Le document rapporte également des cas concrets. Ont cite dans ce sens, celui d’une Marocaine de 66 ans, Mme E. venue rendre visite à son fils en France, interpellée à l’aéroport de Strasbourg le 5 avril 2016.

«Madame E a une maladie du cœur et fait de l’hypertension, elle suit un traitement. Un médecin intervient pour lui prescrire des médicaments, mais malgré son état de santé, elle doit passer deux nuits sur un banc de l’aéroport avec ses jambes gonflées. Madame est renvoyée vers Casablanca le 7 avril 2016, 48 heures après son arrivée.

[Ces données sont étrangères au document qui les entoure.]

PR #7855, opened 2026-08-24
feat(audit): repair a broken chain without discarding history

### LINKED ISSUE #7702: bug: audit hash-chain integrity fails on boot — chain break at seq 204 (proteo instance)

houko:
Closes #7702.

## Credit

The analysis behind this, and the shape of the recovery — diagnose the first break, classify it, sever from the break forward rather than wiping the table, record a `ChainReanchored` marker chained onto the last survivor, drive it from a `librefang security audit-reanchor` command that refuses to run against a live daemon — is @DaBlitzStein's, from #7747.
That PR also ruled out two candidate root causes with evidence rather than leaving them as open possibilities, which is what narrowed the search to the stale-snapshot append.
This PR exists because the review on #7747 stalled: every commit there since the CHANGES_REQUESTED review has been a bare `Merge branch 'main'`, and the underlying issue is a production log that cannot verify.
Rather than keep waiting, I implemented the requested changes directly.
I wrote the code here rather than copying that diff, so the three review items are addressed structurally rather than patched, but the design is theirs and #7747 should be closed as superseded — that is a recommendation for the author, not something I am acting on.

## Premise check

`diagnose_chain`, `reanchor_after_break` and `audit-reanchor` do not exist anywhere on `main`.
This is an implementation of #7702's recovery request, not an adjustment to shipped code.

## Complementary to #7847

#7847 (merged) made `record_with_context` derive `seq` and `prev_hash` from the durable tail inside the same `BEGIN IMMEDIATE` transaction as the INSERT, so a stale-snapshot append can no longer fork the chain.
That protects logs going forward and does nothing for a log that is already broken — and the affected host's log is already broken.
Prevention landed; this is repair.
Between them, #7702's two requests — recovery tooling, and an answer to what caused it — are both satisfied, so this closes the issue.

## The problem this solves

Before this, the only recovery LibreFang shipped was `librefang security audit-reset`, whose single mode is `DELETE FROM audit_entries`.
It restores verification by destroying the evidence.
An operator with a forked chain was choosing between a log that never verifies again and no log at all, which is not a choice a compliance deployment can make.

A Merkle chain admits exactly one predecessor per row, so a repair necessarily severs one side of the break.
The only real question is whether the severed rows are destroyed or preserved, and this preserves them.

## Changes

**`crates/librefang-runtime-audit/src/recovery/`** — new module.

- `diagnose_chain(&Connection)` walks `audit_entries` in `seq` order and returns the first `ChainBreak { seq, kind, expected, found }`. `ChainBreakKind` separates a `PrevHashMismatch` (the link to the previous row is wrong — the fork shape) from a `HashMismatch` (the row's own stored hash does not match its content — an edit to the row). The walk seeds from the first row's own `prev_hash`, exactly as `with_db` seeds `chain_anchor` on boot, so a database whose prefix retention has pruned is not reported as corrupt. It accepts the pre-delimiter (v1) hash layout on the same terms `verify_integrity` does, so a log old enough to predate the delimiter fix is not reported as broken either.
- `plan_reanchor(&Connection)` returns what the repair would touch — rows before, severed, surviving — without mutating, so the CLI dry run prints numbers from the same query the repair uses.
- `reanchor_after_break(&mut Connection, archive_dir, anchor_path, &ChainBreak)` performs the repair. The rows at and after the break are written to `<data_dir>/audit-archive/audit-severed-<seq>-<timestamp>.jsonl` and fsynced **before** anything is deleted; then the delete, then a `ChainReanchored` marker chained onto the last survivor whose `detail` is a JSON document naming the break, the severed count, the archive file name and the archive's SHA-256. Committing that digest into the chain is what keeps the preserved rows tamper-evident after the repair.
- New `AuditAction::ChainReanchored` variant (append-only, so existing persisted hashes are unaffected).

**`crates/librefang-cli`** — `librefang security audit-reanchor`, dry-run by default, `--confirm` to perform.
The daemon guard applies to the dry run too, because a diagnosis taken against a live writer describes a state that may already have changed by the time the operator acts on it.

**Docs** — `docs/operations/audit-chain-recovery.md` (how to tell an anchor mismatch from a chain break, what produced it, how to run the repair, how to read and verify an archive, when `audit-reset` is still the right tool) and a SECURITY.md bullet under Audit.

## The three standing review items on #7747

1. **Reuse the canonical anchor writer.** Addressed by placing the repair in `librefang-runtime-audit` rather than the CLI: `AuditLog::write_anchor` is called directly, so the `"<seq> <hash>\n"` line format and the temp-file-plus-rename are shared by construction and cannot drift. There is nothing to keep in sync. `reanchor_writes_an_anchor_in_the_format_the_reader_accepts` asserts the exact bytes and round-trips them back through `read_anchor`.
2. **End-to-end test that reopens `AuditLog::with_db_anchored` after recovery.** `reanchor_leaves_a_log_that_reopens_and_verifies` builds the real fork shape (two chains merged into one table), asserts the broken table fails through `with_db_anchored`, repairs it, reopens through the same path, and asserts `verify_integrity() == Ok(())` plus that the surviving prefix kept its original hashes. Three more tests reopen after recovery in other configurations.
3. **`COUNT(*)` inside the recovery transaction.** The count is taken inside the transaction, after both the delete and the marker INSERT, and that value — not `marker_seq + 1` — is what reaches the anchor. `reanchor_anchors_the_row_count_not_the_marker_seq` prunes a prefix first so the two diverge (marker at seq 5, four rows persisted) and asserts the anchor carries 4.

The third blocking item in my review — that `reanchor_after_break` trusted a stale `ChainBreak` and that `find_daemon_in_home` does not exclude every other SQLite writer — is closed by re-diagnosing inside the repair's own `BEGIN IMMEDIATE` transaction and aborting unless the break matches field for field.
`BEGIN IMMEDIATE` takes the same RESERVED lock the append path takes, so the guard is a real writer exclusion rather than a daemon-file probe.
`reanchor_refuses_a_break_that_moved_and_mutates_nothing` covers it, and asserts no archive is written on the refusal path either.

## Verification

- `cargo test -p librefang-runtime-audit` — 55 passed, of which 12 are new: `diagnose_chain_returns_none_for_an_intact_chain`, `diagnose_chain_reports_the_fork_as_a_prev_hash_mismatch`, `diagnose_chain_distinguishes_an_edited_row_from_a_fork`, `diagnose_chain_accepts_a_pruned_prefix`, `reanchor_leaves_a_log_that_reopens_and_verifies`, `reanchor_writes_an_anchor_in_the_format_the_reader_accepts`, `reanchor_anchors_the_row_count_not_the_marker_seq`, `reanchor_archives_every_severed_row_and_commits_the_digest`, `reanchor_refuses_a_break_that_moved_and_mutates_nothing`, `reanchor_refuses_when_the_chain_already_verifies`, `plan_reanchor_counts_what_the_repair_would_touch`, `a_first_row_hash_mismatch_severs_everything_into_the_archive`.
- `cargo test -p librefang-cli --test i18n_checks` — 3 passed; the new strings are present in all four CLI locales (en, ko, uk, zh-CN).
- `cargo clippy -p librefang-runtime-audit --lib --tests -- -D warnings` and `cargo clippy -p librefang-cli --bins -- -D warnings` — clean.
- `cargo check -p librefang-cli --bins` — clean.
- `scripts/check-changelog-attribution.py` — clean.

No API route, no dashboard surface: the command is offline by design and refuses to run while the daemon holds the database, so there is nothing for `TestServer` to exercise.

## Not done here

- No live-daemon run. The command is human-only to execute against a real `~/.librefang/librefang.db`; the automated coverage goes through `with_db_anchored` against a real pool, which is the same boot path.
- The archive is a file next to the database rather than a table, so it can be lost independently of the database. Committing its SHA-256 into the chain means a lost or altered archive is detectable, not recoverable. Moving it into a `audit_severed_entries` table would need a `librefang-memory` migration — a different crate — so it is a deliberate design choice rather than a deferral, and the file form has the advantage that the forensic record can be moved off the host.


crates/librefang-runtime-audit/src/recovery/mod.rs
```diff
@@ -0,0 +1,461 @@
...
+        .map_err(|e| format!("cannot create the archive {}: {e}", tmp.display()))?;
+    file.write_all(&body)
+        .and_then(|()| file.sync_all())
+        .map_err(|e| format!("cannot write the archive {}: {e}", tmp.display()))?;
+    drop(file);
+    std::fs::rename(&tmp, &path)
+        .map_err(|e| format!("cannot publish the archive {}: {e}", path.display()))?;
+    // Durability of the rename itself; without it a crash can leave the directory entry unrecorded even though the file's contents were synced.
+    if let Ok(dir) = std::fs::File::open(archive_dir) {
+        let _ = dir.sync_all();
```
houko, line 428: The directory fsync's failure is silently swallowed here (`if let Ok(dir) = ... { let _ = dir.sync_all(); }`), with no error return and no log line. The doc-comment above `write_archive` frames this fsync as part of the crash-durability guarantee ("both the file and its directory are fsynced before the rename returns, so a crash cannot leave a half-written archive"), but if `File::open` or `sync_all()` fails here, that guarantee silently doesn't hold and the operator gets no signal.

Also, as written, the directory fsync happens *after* `rename` (line 424), not before it — which is actually the standard correct technique for making a rename durable, but it doesn't match the doc-comment's "fsynced before the rename returns" wording. Worth tightening the comment either way.

Is swallowing this specific failure intentional (the content fsync + rename already gives the guarantee that matters, and this is best-effort), or should it propagate an error / log a warning so a failed directory fsync isn't silently lost?

---

houko (commented):
Reviewed against CLAUDE.md conventions. Pushed a small mechanical fix for hard-wrapped doc-comments (project convention is one sentence per line, no column-limit wrapping); left one inline question about a silently-swallowed fsync error. Everything else checked (deterministic JSON ordering on the hash-relevant path, changelog fragment format/attribution, config-field completeness) came back clean.

---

Bien que l’ensemble des documents nécessaires pour une éventuelle libération aient été rassemblés, elle a été renvoyée avant d’avoir pu les transmettre à la police», relève la même source.

Par ailleurs, le rapport formule diverses recommandations pour mettre fin « aux violations répétées des droits fondamentaux des personnes maintenues dans les aéroports français ou marocains».

Il s’agit de garantir l’accès à un contrôle juridictionnel à toute personne maintenue et que la décision du maintien en zone d’attente ne soit qu’une mesure exceptionnelle et de dernier recours à appliquer dans le respect strict de la loi.

Les associations auteurs du rapport demandent aussi, «considérant l’intérêt supérieur de l’enfant, la fin de la privation de liberté des mineurs (accompagnés ou isolés) et des femmes enceintes».